In spite of the arrangement of a military cemetery, these men are special individuals who served our country. They are all lined up in military order. Generals next to Privates. Rich next to poor. Some men made something of themselves after the war, others just survived with a military pension. There is a complete life story for each soldier invisibly etched on each stone.
This cemetery has no room for any more soldiers. It is in L.A. very near to the filming of movies and TV. The cemetery is very conscious of picture taking in any form; after all, it is Hollywood! Once I convinced them that we were historians, not film makers, they let us photograph the soldiers.
One interesting note was there was never the letter “J” in the rows. At first we thought it was an oversight, but not in a military graveyard! Finally I asked one of the workers. He said that it was because of the Battle of the Little Big Horn. Custer’s unit was J.

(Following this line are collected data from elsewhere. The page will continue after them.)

PR #33734, opened 2026-06-24
feat(tui): publish tui.session.select / tui.session.deselect on TUI session focus changes

### LINKED ISSUE #31051: [FEATURE]: Emit tui.session.select event on in-TUI session navigation

Plugins that subscribe to bus events via `subscribeAll()` cannot detect when a user switches sessions within the TUI (via session picker or quick switch keybinds).

The `tui.session.select` event exists and is correctly published when external code calls the `selectSession` HTTP endpoint. However, when the TUI itself navigates via `route.navigate()`, no bus event is emitted — it only updates a SolidJS reactive store.

**What I'd like:** `tui.session.select` published to the bus whenever the TUI navigates to a session route, regardless of whether navigation originates from an external API call or from within the TUI. This makes plugin event subscription work consistently for all session switches.

**Use case:** Session-aware plugins that need to react when the active session changes (e.g., updating external dashboards, tracking session context). Currently the only workaround is detecting `sessionID` changes in `session.status` events, which only fires after the user's first interaction in the new session — not at the moment of navigation.

**Relevant code:**
- `packages/opencode/src/cli/cmd/tui/context/route.tsx` — `navigate()` calls `setStore(reconcile(route))` without emitting an event
- `packages/opencode/src/server/routes/instance/httpapi/handlers/tui.ts` — `selectSession` handler correctly publishes `TuiEvent.SessionSelect` via `bus.publish()`
- `packages/opencode/src/cli/cmd/tui/event.ts` — `SessionSelect` event definition already exists

santiperone:
### Issue for this PR

Closes #31051

### Type of change

- [x] New feature

### What does this PR do?

TUI session-focus state lives in a SolidJS `Route` store. `route.navigate()` only mutates that store — no bus event is published when the user enters, switches between, or leaves a session in-TUI (session picker, quick-switch keybinds, prompt resolution, initial-route restore, `/new`). Plugins subscribing to the event bus could only detect external `selectSession` HTTP calls, not user-driven navigation.

This PR adds a `createEffect` in `packages/tui/src/app.tsx` that watches `route.data.sessionID` and publishes one of two events via the existing `/tui/publish` endpoint whenever the focused sessionID changes:

- `tui.session.select` (existing event) — fires when transitioning to a session route. Pairs with an `inboundSessionID` guard so navigations triggered by an inbound `tui.session.select` event don't echo back to the bus.
- `tui.session.deselect` (new event, no payload) — fires when transitioning away from any session route (to `home`, a `plugin` route, etc). Symmetric inbound listener navigates to home; same echo guard.

This is the centralized-effect approach suggested in #31051. It avoids touching the ~16 individual `route.navigate` call sites scattered across the TUI.

The deselect event is needed for plugins that mirror focused-session state to an external surface (e.g. a workspace title, a status bar widget). Without it those plugins are stuck displaying a stale session title after the user runs `/new`.

**Unit tests** in `packages/tui/test/app-session-select.test.tsx`:

1. Initial mount (`args: { continue: true }` seeds `session/dummy`) publishes `tui.session.select` for `"dummy"`.
2. `api.route.navigate("session", { sessionID: "other" })` publishes for `"other"`.
3. An inbound `tui.session.select` event for `"dummy"` does NOT produce an echo publish.
4. `api.route.navigate("home")` from a session route publishes `tui.session.deselect`.
5. An inbound `tui.session.deselect` event does NOT produce an echo publish.

To capture POST bodies the fixture in `packages/tui/test/fixture/tui-sdk.ts` was extended to record `/tui/publish` requests (URL + parsed body) and return a 200 stub for the endpoint. All existing fixture consumers still get the same `{ fetch, session }` shape plus an additional `tuiPublish` property.

```
$ bun test test/app-session-select.test.tsx test/app-lifecycle.test.tsx
5 pass, 0 fail
```

Full TUI suite: 180 pass, 8 fail — the 8 failures pre-exist on `dev` (sync + hydration tests, unrelated to this change). Confirmed by stashing my changes and re-running.

`packages/opencode/test/server/session-select.test.ts` (existing endpoint tests) still pass.

Typecheck (`bun run typecheck` in `packages/tui` and `packages/opencode`) is clean.

**E2E**: Built `opencode --single` from this branch and ran it locally with a plugin that subscribes to both events and renames a terminal-multiplexer workspace based on the focused session. Confirmed:

- Workspace title follows the focused session through `/new`, session picker, quick-switch keybinds.
- Workspace title resets to default when navigating to home via `/new`.

### Screenshots / recordings

N/A — no UI change.

### Checklist

### DIFF
--- a/packages/opencode/src/server/routes/instance/httpapi/groups/tui.ts
+++ b/packages/opencode/src/server/routes/instance/httpapi/groups/tui.ts
@@ -26,11 +26,16 @@ const EventTuiSessionSelect = Schema.Struct({
   type: Schema.Literal(TuiEvent.SessionSelect.type),
   properties: TuiEvent.SessionSelect.data,
 }).annotate({ identifier: "EventTuiSessionSelect" })
+const EventTuiSessionDeselect = Schema.Struct({
+  type: Schema.Literal(TuiEvent.SessionDeselect.type),
+  properties: TuiEvent.SessionDeselect.data,
+}).annotate({ identifier: "EventTuiSessionDeselect" })
 export const TuiPublishPayload = Schema.Union([
   EventTuiPromptAppend,
   EventTuiCommandExecute,
   EventTuiToastShow,
   EventTuiSessionSelect,
+  EventTuiSessionDeselect,
 ])
 
 export const TuiPaths = {
--- a/packages/opencode/src/server/routes/instance/httpapi/handlers/tui.ts
+++ b/packages/opencode/src/server/routes/instance/httpapi/handlers/tui.ts
@@ -101,8 +101,14 @@ export const tuiHandlers = HttpApiBuilder.group(InstanceHttpApi, "tui", (handler
       payload: typeof TuiEvent.SessionSelect.data.Type
     }) {
       if (!ctx.payload.sessionID.startsWith("ses")) return yield* new HttpApiError.BadRequest({})
-      yield* SessionError.mapStorageNotFound(session.get(ctx.payload.sessionID))
-      yield* events.publish(TuiEvent.SessionSelect, ctx.payload)
+      const info = yield* SessionError.mapStorageNotFound(session.get(ctx.payload.sessionID))
+      // Look up parentID server-side so external callers don't have to supply
+      // it. Plugins can use it to distinguish subagent sessions from
+      // top-level ones without an extra round-trip.
+      yield* events.publish(TuiEvent.SessionSelect, {
+        sessionID: ctx.payload.sessionID,
+        ...(info.parentID ? { parentID: info.parentID } : {}),
+      })
       return true
     })
 
--- a/packages/opencode/src/server/routes/instance/httpapi/handlers/tui.ts
+++ b/packages/opencode/src/server/routes/instance/httpapi/handlers/tui.ts
@@ -92,6 +92,8 @@ export const tuiHandlers = HttpApiBuilder.group(InstanceHttpApi, "tui", (handler
         yield* events.publish(TuiEvent.ToastShow, ctx.payload.properties)
       if (ctx.payload.type === TuiEvent.SessionSelect.type)
         yield* events.publish(TuiEvent.SessionSelect, ctx.payload.properties)
+      if (ctx.payload.type === TuiEvent.SessionDeselect.type)
+        yield* events.publish(TuiEvent.SessionDeselect, ctx.payload.properties)
       return true
     })
 
--- a/packages/schema/src/tui-event.ts
+++ b/packages/schema/src/tui-event.ts
@@ -2,7 +2,7 @@ export * as TuiEvent from "./tui-event"
 
 import { Effect, Schema } from "effect"
 import { Event } from "./event"
-import { PositiveInt } from "./schema"
+import { optionalOmitUndefined, PositiveInt } from "./schema"
 import { SessionID } from "./session-id"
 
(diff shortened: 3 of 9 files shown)


Noitidart:
@santiperone so this would trigger select events in these cases:
* on startup via `opencode -s ID_HERE`
* when `/new` and then first message goes through to create a new session, so after the session created event
* when `/switch` finishes it triggers with the one it switched
is this correct? any cases I missed?

santiperone:
> @santiperone so this would trigger select events in these cases:
> 
> * on startup via `opencode -s ID_HERE`
> * when `/new` and then first message goes through to create a new session, so after the session created event
> * when `/switch` finishes it triggers with the one it switched
>   is this correct? any cases I missed?

Yes, that's right

Noitidart:
Thank you @santiperone! We just need to add in parentID so it can be identified if its a subagent.

Noitidart:
Deselect isn't accurate. In case terminal is shutdown abruptly by like killing the process. I don't think we should add that.

santiperone:
Pushed `23d10f8` to include `parentID`:

- Added optional `parentID` to the `tui.session.select` schema (packages/schema/src/tui-event.ts).
- TUI publish effect reads it from `sync.session.get(sessionID)?.parentID` at publish time.
- `/tui/select-session` HTTP handler looks it up server-side via the Session service so external callers don't have to supply it.
- Test fixture updated: `other` session is a child of `dummy`. Assertions verify `parentID` appears in the publish for `other` and is absent for `dummy`.

Re: deselect — agreed it can't cover abrupt termination (process kill, SIGKILL, crash). The intent is to cover *deliberate* navigation away from a session route in the TUI (`/new`, going home, opening a plugin route). Plugins that mirror focused-session state to an external surface need this signal for the common case; abrupt shutdown handling has to be plugin-side anyway (best-effort `onExit` hook, recovery on next startup). Happy to drop the deselect part if you'd rather keep this PR focused on `select` + `parentID` only — let me know.

Noitidart:
The way I was handling deslection was if i see a select event, I assume the previously selected one is deslected. To detect process kill/crash what I was doing is a heartbeat approach. My opencode plugin, writes every 3s its writes its alive (it being the last session id that fired select), and if heartbeat stale it is assumed killed/crashed.

santiperone:
Heartbeats sound like the right model for crash detection — that's plugin-side and orthogonal to anything the TUI emits.

The gap I'm trying to fill with `deselect` is specifically the "no session is focused" transition. Inferring deselect from the next `select` works as long as the user is moving between sessions, but it doesn't fire when they navigate to home — e.g. running `/new` lands on the home route until they send the first message. For a plugin that mirrors "is a session focused right now?" to an external surface (workspace title, status bar widget) the title stays stuck on the previously-focused session through that whole window.

Concretely, my flow from #31051's use case:

1. User in session A → workspace title shows "Session A".
2. User runs `/new` → home route, no session focused → I want to reset the title to the workspace default.
3. User sends first message → new session B created, title becomes "Session B".

Without `deselect`, step 2 has no signal — the title stays on "Session A" until step 3.

If you'd still rather not have it, happy to drop the deselect bits — the `select` + `parentID` half is what unblocks #31051. Let me know.

Noitidart:
Oh wow that's a great point. When they hit /new but haven't yet started a new session. I can improve my app with that deselect action then. Thanks!

Noitidart:
I didn't realize we should up vote this PR. I just upvoted.

PR #33787, opened 2026-06-25
fix(skill): provide directory context in system prompt and slash-command paths

### LINKED ISSUE #33786: fix(skill): skill directory context missing or URL-encoded in system prompt and slash-command paths
### Description

Skills with bundled resources (references/, scripts/) fail to resolve file paths in two distinct code paths. The agent cannot locate files relative to the skill's install directory.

There were two monuments we noticed. One was the Civil War Soldier. Not a word was written on the monument; however the image was worth a thousand words!
A couple other items got my attention. Two dogs are buried here!! (I love dogs.)
. War Dog "Bonus" buried with handler, Charles E. Temple - Ensign USNR, Section 101 Grave 1 Row A. War Dog "Blackout" buried with handler, George Lewis Oshier U.S. Navy/Sergeant U.S. Marine Corps, Section 99 Grave 2 Row A. Although this is no longer permitted, I was thrilled to see that it once was.
Another thing is, my husband and I are interested in black history. I was happy to see that
over 100 Buffalo Soldiers are interred at the Los Angeles National Cemetery. These African American soldiers were members of the 9th, 10th, 24th, and 25th Cavalry during the Civil War.
Finally, Nicholas P. Earp father of Wyatt Earp, Section 13 grave number A-18, We liked this because the Earps are associated with my neck of the woods, the Inland Empire.